Would you copy out each line of the records below that includes the word "target"?

Data records:
=======
PR #2656, opened 2019-04-11
Alternative Improve _uploadReadByte 

vicatcu:
This is a timeout based alternative to https://github.com/espressif/arduino-esp32/pull/2655. I haven't tested it yet.

### DIFF
--- a/cores/esp32/Stream.h
+++ b/cores/esp32/Stream.h
@@ -59,10 +59,7 @@ public:
 // parsing methods
 
     void setTimeout(unsigned long timeout);  // sets maximum milliseconds to wait for stream data, default is 1 second
-    unsigned long getTimeout(void)
-    {
-      return _timeout;
-    }
+    unsigned long getTimeout(void);
     bool find(const char *target);   // reads data from the stream until the target string is found
     bool find(uint8_t *target)
     {
--- a/cores/esp32/Stream.h
+++ b/cores/esp32/Stream.h
@@ -59,7 +59,10 @@ public:
 // parsing methods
=======
Response to the task:
     bool find(const char *target);   // reads data from the stream until the target string is found
     bool find(uint8_t *target)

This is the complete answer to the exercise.